> **WHAT IS BEING ASKED**: Print each line of the material again, keeping everything exact.
───── EXCERPTED DATA
PR #1690, opened 2024-09-04
feature bulking: added edition modes

andresgnlez:
### Overview

This PR solves the casuistic of an user being able to perform unwanted changes when performing certain bulking actions.

image

### Designs

### Testing instructions

### Feature relevant tickets

---

- [ ] Update CHANGELOG file

### DIFF
--- a/app/layout/project/sidebar/scenario/grid-setup/features/target-spf/bulk-action-menu/modals/edit/index.tsx
+++ b/app/layout/project/sidebar/scenario/grid-setup/features/target-spf/bulk-action-menu/modals/edit/index.tsx
@@ -10,13 +10,21 @@ import { useToasts } from 'hooks/toast';
 import Button from 'components/button';
 import Field from 'components/forms/field';
 import Label from 'components/forms/label';
+import Radio from 'components/forms/radio';
 import { composeValidators } from 'components/forms/validations';
 import { Feature } from 'types/api/feature';
 
 export type FormValues = {
   target: number;
   spf: number;
+  mode: 'all' | 'only-target' | 'only-spf';
 };
+
+const EDITION_MODES = [
+  { value: 'all', label: 'Target & SPF' },
+  { value: 'only-target', label: 'Target' },
+  { value: 'only-spf', label: 'SPF' },
+];
 
 const INPUT_CLASSES =
   'h-10 w-full rounded-md border border-gray-400 px-3 text-gray-900 focus:border-none focus:outline-none focus:ring-1 focus:ring-blue-600';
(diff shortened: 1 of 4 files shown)


andresgnlez:
@hotzevzl I think the solution (and the pic) are quite self-explanatory, but let me know if something comes up.

hotzevzl (approved):
@andresgnlez thank you - I like your solution, clear and simple (at least to understand and use, not sure about the implementation itself 😬 but that was on you, in any case 😅).

I think this solves nicely the UX limitations that users were reporting, from the original design.

One small thing - while trying to punch in some random values when using this feature branch, I run into a small glitch (probably unrelated, maybe it's been there all along and we never noticed nor did users): for specific values (so far, I've been able to trigger it by setting target to 55% specifically, I couldn't figure out other such values), I think that the value gets mangled before being sent to the API, setting it to `55.00000000000001` 🤔 

The screenshots below show what I see (this is Firefox 129.0 on Arch Linux, in case it's browser-related) after saving a bulk edit with target set by myself to `55`, once I see the feature list again:

Screenshot 2024-09-06 at 09-44-53 Scenarios Edit test 1 - MRXN23-524 refetching cost surfaces test 1_x

And once I reopen the bulk edit modal (while selecting only one feature, of course - if I select more than one I get the default `50` and `1` values respectively):

Screenshot 2024-09-06 at 09-44-37 Scenarios Edit test 1 - MRXN23-524 refetching cost surfaces test 1_x

hotzevzl:
also in terms of UX here - maybe when bulk editing with > 1 feature selected, rather than showing some default values (50% and 1 respectively for target and fpf), should we leave the inputs blank? Really minor, and I don't think this will ever be a real cause of confusion for users (such as "whoops, I set all the targets to 50%, I didn't really want to do that, I just forgot to edit that value"), and it's also something that - if ever happens - is easy to recover from, by bulk editing again the relevant features, so I'm ok with us leaving things as they are (and have always been, IIRC) in terms of these defaults when the bulk edit modal is brought up.

hotzevzl:
and another small thing - at last in FF 129, if I bulk select all features by toggling the check box above the features, then edit the features and save the edits, once the processing finishes, I am back to the list of features, with none of the features selected, but the "select all" check box selected - again, super minor and I'd try to avoid cramming more things into this PR, but in case it's something really easy to change and regression-proof, please consider if it's worth changing:

Screenshot 2024-09-06 at 10-00-00 Scenarios Edit test 1 - MRXN23-524 refetching cost surfaces test 1_x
──────────
> **TASK RESPONSE**:
PR #1690, opened 2024-09-04
feature bulking: added edition modes

andresgnlez:
### Overview

This PR solves the casuistic of an user being able to perform unwanted changes when performing certain bulking actions.

image

### Designs

### Testing instructions

### Feature relevant tickets

---

- [ ] Update CHANGELOG file

### DIFF
--- a/app/layout/project/sidebar/scenario/grid-setup/features/target-spf/bulk-action-menu/modals/edit/index.tsx
+++ b/app/layout/project/sidebar/scenario/grid-setup/features/target-spf/bulk-action-menu/modals/edit/index.tsx
@@ -10,13 +10,21 @@ import { useToasts } from 'hooks/toast';
 import Button from 'components/button';
 import Field from 'components/forms/field';
 import Label from 'components/forms/label';
+import Radio from 'components/forms/radio';
 import { composeValidators } from 'components/forms/validations';
 import { Feature } from 'types/api/feature';
 
 export type FormValues = {
   target: number;
   spf: number;
+  mode: 'all' | 'only-target' | 'only-spf';
 };
+
+const EDITION_MODES = [
+  { value: 'all', label: 'Target & SPF' },
+  { value: 'only-target', label: 'Target' },
+  { value: 'only-spf', label: 'SPF' },
+];
 
 const INPUT_CLASSES =
   'h-10 w-full rounded-md border border-gray-400 px-3 text-gray-900 focus:border-none focus:outline-none focus:ring-1 focus:ring-blue-600';
(diff shortened: 1 of 4 files shown)


andresgnlez:
@hotzevzl I think the solution (and the pic) are quite self-explanatory, but let me know if something comes up.

hotzevzl (approved):
@andresgnlez thank you - I like your solution, clear and simple (at least to understand and use, not sure about the implementation itself 😬 but that was on you, in any case 😅).

I think this solves nicely the UX limitations that users were reporting, from the original design.

One small thing - while trying to punch in some random values when using this feature branch, I run into a small glitch (probably unrelated, maybe it's been there all along and we never noticed nor did users): for specific values (so far, I've been able to trigger it by setting target to 55% specifically, I couldn't figure out other such values), I think that the value gets mangled before being sent to the API, setting it to `55.00000000000001` 🤔 

The screenshots below show what I see (this is Firefox 129.0 on Arch Linux, in case it's browser-related) after saving a bulk edit with target set by myself to `55`, once I see the feature list again:

Screenshot 2024-09-06 at 09-44-53 Scenarios Edit test 1 - MRXN23-524 refetching cost surfaces test 1_x

And once I reopen the bulk edit modal (while selecting only one feature, of course - if I select more than one I get the default `50` and `1` values respectively):

Screenshot 2024-09-06 at 09-44-37 Scenarios Edit test 1 - MRXN23-524 refetching cost surfaces test 1_x

hotzevzl:
also in terms of UX here - maybe when bulk editing with > 1 feature selected, rather than showing some default values (50% and 1 respectively for target and fpf), should we leave the inputs blank? Really minor, and I don't think this will ever be a real cause of confusion for users (such as "whoops, I set all the targets to 50%, I didn't really want to do that, I just forgot to edit that value"), and it's also something that - if ever happens - is easy to recover from, by bulk editing again the relevant features, so I'm ok with us leaving things as they are (and have always been, IIRC) in terms of these defaults when the bulk edit modal is brought up.

hotzevzl:
and another small thing - at last in FF 129, if I bulk select all features by toggling the check box above the features, then edit the features and save the edits, once the processing finishes, I am back to the list of features, with none of the features selected, but the "select all" check box selected - again, super minor and I'd try to avoid cramming more things into this PR, but in case it's something really easy to change and regression-proof, please consider if it's worth changing:

Screenshot 2024-09-06 at 10-00-00 Scenarios Edit test 1 - MRXN23-524 refetching cost surfaces test 1_x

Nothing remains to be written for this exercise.